Trump seemed determined to go it alone, and not only abandoned that deal but pulled us out of the Paris Accord on climate change and keeps threatening to leave NATO. The idea of cooperating with other nations seems to offend him, and his notion of strength seems to involve acting alone in a way that strikes other nations not as strength but as arrogance.
Now, with his MAGA supporters torn over the question of intervention or isolationism, Trump has declared himself the arbiter of what “America First” means: “Well, considering that I’m the one that developed ‘America First,’ and considering that the term wasn’t used until I came along, I think I’m the one that decides that.”
Which is utterly ridiculous, given that he was born two or three decades after the pro-Hitler bunds in this country used the term to describe their system.
He might as well claim to have invented the telephone.
But we are being invited to the dance, and, given the missiles that have flown so far, Díaz Yanes suggests that destroying peace is a group effort, not just one side choosing to attack the other.
It leaves Trump with a choice to make. We’ll see if he can pluck the final feather from the dove in two weeks.
Zyglis is not the only observer to suspect that falling approval ratings, which he denies, and growing opposition to his Big Beautiful Bogus Budget have motivated Trump to seize on the distraction of Iran’s impending creation of nuclear arms.

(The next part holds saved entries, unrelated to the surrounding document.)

PR #149, opened 2021-03-11
Fix platform name + better default_robot naming

marinagmoreira:
platform name checked after init; adding / line to make it work
changing default to default_robot for better understandability

ps. not everyone needs to review this, just whoever has time

### DIFF
--- a/astrobee/launch/sim.launch
+++ b/astrobee/launch/sim.launch
@@ -50,7 +50,7 @@
   <arg name="stats" default="false" />          <!-- Message statistics      -->
 
   <!-- Debug-specific options -->
-  <arg name="default" default="true" />         <!-- Insert default robot    -->
+  <arg name="default_robot" default="true" />   <!-- Insert default robot    -->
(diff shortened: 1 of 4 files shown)


rsoussan:
Looks good - I think you need to do the same change for graph_localizer_nodelet.cc as done for imu_augmentor_nodelet.cc

oleg-alexandrov:
Marina, thank you for renaming 'default' to 'default_robot'. I think this should be done also in isaac, for consistency, as the same logic is used there. Hope it won't be too much extra work.

bcoltin (changes requested):
Let's merge in develop to pass the linter and respond to Ryan's suggestion and then we should be good.

marinagmoreira:
> Looks good - I think you need to do the same change for graph_localizer_nodelet.cc as done for imu_augmentor_nodelet.cc

Good point, does the imu_aug need:
ff_common::InitFreeFlyerApplication(getMyArgv());
there too?

bcoltin (approved):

Which has been impending for quite a while, as Turner notes, and his marginal wisecrack that Iran’s nuclear arms are hidden with Saddam’s Weapons of Mass Destruction echoes a feeling among many observers that we’re being hornswoggled once again.
Juxtaposition of the Day
A pair of Dutch cartoonists both seize upon the pulling down of Saddam’s statue as a symbol, with the Ayatollah about to be tumbled. But while Wolterink hails it as the freeing of the Iranian people, Schot reminds us how the previous “liberation” worked out.
Joe Heller declares that evil, swarthy Iran does indeed have the bomb or is very close to obtaining it.

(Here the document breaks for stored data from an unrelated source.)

PR #159, opened 2021-03-30
Added the generic action.

kbrowne15:


kbrowne15:
We are going to do this a different way.

PR #163, opened 2021-04-01
Extended the position and attitude tolerances

marinagmoreira:
extended the tolerances for the nominal mode, both for the granite lab and the iss worlds
Hopefully this will trigger the anomaly less, that completely stops the commanded movement


bcoltin (commented):
Do we think 20 cm will be enough? From the bags that failed before, would this have been sufficient? I'm wondering if we might need to make it even bigger.

bcoltin (approved):
Thanks!

PR #166, opened 2021-04-05
Updated Smart Factor Spacing and Added Separation Criteria

rsoussan:
This fixes some of the issues we've seen in CM11 and ISAAC tests, primarily a bug where we were iterating the wrong way when adding smart factor measurements and adding the oldest and not the most recent.  This caused an issue where sometimes we received a loc measurement and it was attached to a node without an optical flow constraint and caused odd velocity changes as a result.  Additionally, this led to longer imu extrapolation than desired.  
I've also added some evaluation scripts and modified them to allow for comparing with a separate groundtruth bag.


localization/graph_localizer/src/feature_tracker.cc
```diff
@@ -24,96 +24,106 @@ namespace lc = localization_common;
...
 boost::optional<lc::Time> FeatureTracker::PreviousTimestamp() const {
-  for (const auto& feature_track_pair : feature_tracks_) {
-    const auto& points = feature_track_pair.second.points;
-    if (points.size() < 2) continue;
-    return points[points.size() - 2].timestamp;
-  }
-  return boost::none;
+  const auto& longest_feature_track = LongestFeatureTrack();
+  if (!longest_feature_track) return boost::none;
+  // TODO(rsoussan): Need to check this before returning? If boost::none, is this cast correctly when returned here?
```
bcoltin, line 115: TODO

bcoltin (approved):

bcoltin:
@rsoussan I think it's fine to fix it but I'll let you merge it in case you want to do something about the minor things I mentioned or anything else before tomorrow.

bcoltin:
*fine to merge it

marinagmoreira (approved):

Iran has done little to endear itself to the West, not only repressing its own people but financing terrorism elsewhere and having permitted its Revolutionary Guard to commit acts of piracy and harassment in the Gulf. It does make the country an inviting target.
Summers assures us that Iran is on its last legs and doesn’t pose a formidable foe, which shouldn’t be of much comfort for those who remember how quickly Saddam Hussein’s government fell and what happened after that quick, superficial strike.
The number of people who died between the invasion of Iraq and Saddam’s execution might be encouraging, but the number who died in the aftermath, and the invasion’s impact throughout the region, should give us pause.
Walters explains that victory will be simple, comparing the last days of Hitler to what he estimates will be the last days of Khamenei, though he neglects to mention that Hitler’s death in a bunker was preceded by some 419,000 American deaths and roughly 85 million deaths overall.
But, yes, Hitler died in a bunker. That’s all the history we need to know before making a decision.
Perhaps we’re already tangled up and being drawn, once again, into a land war in Asia, which even the foolish villain in Princess Bride knew was a classic blunder.
We’ll find out who else knows that. Or, at least, who cares about such things.